Fix 0XC0000418: NTLM Blocked Authentication Error
This error means NTLM authentication got blocked—usually by Group Policy or a security update. We'll cover the three most common causes and how to fix them fast.
1. Group Policy: NTLM Restrictions Are the #1 Culprit
Nine times out of ten, this error shows up because someone—often a well-meaning security admin—tightened NTLM restrictions in Group Policy.

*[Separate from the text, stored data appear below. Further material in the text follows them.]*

PR #1743, opened 2020-12-08
Update method for retrieving 'oauth_consumer_key' and 'oauth_consumer…

illumino:
…_secret'

https://projects.theforeman.org/issues/31472
https://community.theforeman.org/t/web-site-manual-2-3-0-out-of-date-instructions-on-obtaining-oauth-consumer-key-and-oauth-consumer-secret/21586

### DIFF
--- a/_includes/manuals/nightly/3.2.3_installation_scenarios.md
+++ b/_includes/manuals/nightly/3.2.3_installation_scenarios.md
@@ -70,7 +70,7 @@ foreman-installer \
   --foreman-proxy-oauth-consumer-secret=<secret here>
 {% endhighlight %}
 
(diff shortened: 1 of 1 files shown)


ekohl (changes requested):
I would still prefer to get them via `foreman-rake config | grep oauth` or `foreman-rake -- config -k oauth_consumer_key`. Those are official interfaces that I would support. They use the application logic. When you don't use the installer, you can leave them out of `settings.yaml` and only set them in the database. Following the application logic prepares us better for a future where we might want to support containers.

illumino:
@ekohl did the update not meet your requirements?
Or did the changes just get missed?

ekohl:
>  Or did the changes just get missed?

This. My apologies for keeping this open so long.

ekohl (approved):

The setting lives under Computer Configuration > Windows Settings > Security Settings > Local Policies > Security Options.
Look for these two policies:
- Network security: Restrict NTLM: Outgoing NTLM traffic to remote servers
- Network security: Restrict NTLM: NTLM authentication in this domain
If either is set to Deny all, you'll hit 0XC0000418 immediately when any legacy app tries to use NTLM. The quick fix is to change them to Audit all or Deny for domain servers to servers (less aggressive). Then run gpupdate /force.
Real-world scenario: I saw this on a 2019 file server after a security baseline deployment. SharePoint mapped drives started failing with 0XC0000418. Took me 10 minutes to find the policy and switch it to Audit. Logs cleaned up in hours.
If you can't change the policy (because InfoSec says no), you'll need to whitelist the specific server or app. Add the target server's hostname or IP to the Network security: Restrict NTLM: Add remote server exceptions for NTLM authentication policy. That's the surgical fix.
2. Windows Updates That Broke NTLM (KB5004244 and Friends)
Microsoft pushed several updates starting around August 2021 that hardened NTLM by default. The big one was KB5004244 for Windows Server 2019, but later updates for 2016 and 2022 did the same thing.
These updates change the default behavior of the LmCompatibilityLevel registry key. The old default (level 3) allowed NTLMv2 with fallback. The new default (level 5) refuses NTLM if Kerberos is available. Problem is, many apps don't support Kerberos—like older SQL Server instances, IIS with basic auth, or non-Microsoft services.
You've got two options:
- Uninstall the update—last resort, but it works. Only do this if you can't fix it any other way. Use
wusa /uninstall /kb:5004244. - Force NTLM fallback via registry—better approach. Set
HKEY_LOCAL_MACHINE\SYSTEM\CurrentControlSet\Control\Lsa\LmCompatibilityLevelto 3 (or 2 for NTLMv1, but don't do that unless you're really stuck). Reboot the server.
Don't bother checking event logs for this one—the error message itself tells you it's blocked. Instead, run nltest /server:<target> /sc_query to see if Kerberos is actually working between the two machines. If it's not, NTLM was your only option, and the update killed it.
reg add "HKLM\SYSTEM\CurrentControlSet\Control\Lsa" /v LmCompatibilityLevel /t REG_DWORD /d 3 /fThen reboot. That's it.
3. App-Specific NTLM Blocking by Security Software
Sometimes it's not Windows itself—it's the AV, EDR, or firewall that's blocking NTLM authentication. I've seen this with McAfee Endpoint Security, Trend Micro Apex One, and Windows Defender Firewall with advanced rules.
The trigger is usually a process that tries to authenticate via NTLM to a server that's been flagged as suspicious. The security software intercepts the call and returns 0XC0000418 before Windows even gets a chance.
How to confirm: Check the security software's own logs, not just Windows Event Viewer. On the client machine, look at Applications and Services Logs > Microsoft > Windows > NTLM > Operational—if the error has a Caller Process ID that matches your AV, you've found the culprit.
Fix: Add an exception for that process or the target server in the security software. For Windows Defender Firewall, check for outbound rules blocking ports 139 and 445 (SMB) or 3389 (RDP). NTLM can't do its thing if those ports are closed.
Quick check: From the affected client, run Test-NetConnection <target-server> -Port 445 in PowerShell. If it fails, the firewall is the problem, not NTLM directly. But the error code will still be 0XC0000418 because the handshake dies early.
Quick-Reference Summary Table
| Cause | Likelihood | Fix | Time to fix |
|---|---|---|---|
| Group Policy - NTLM restrictions | Very High | Set to Audit or add exceptions | 15 min |
| Windows Update (KB5004244 etc.) | High | Lower LmCompatibilityLevel to 3 | 10 min + reboot |
| Security software blocking | Medium | Add process/server exception | 20 min |
Start with Group Policy. That's the money shot. If it's not that, check the registry. Security software is the dark horse—don't forget it.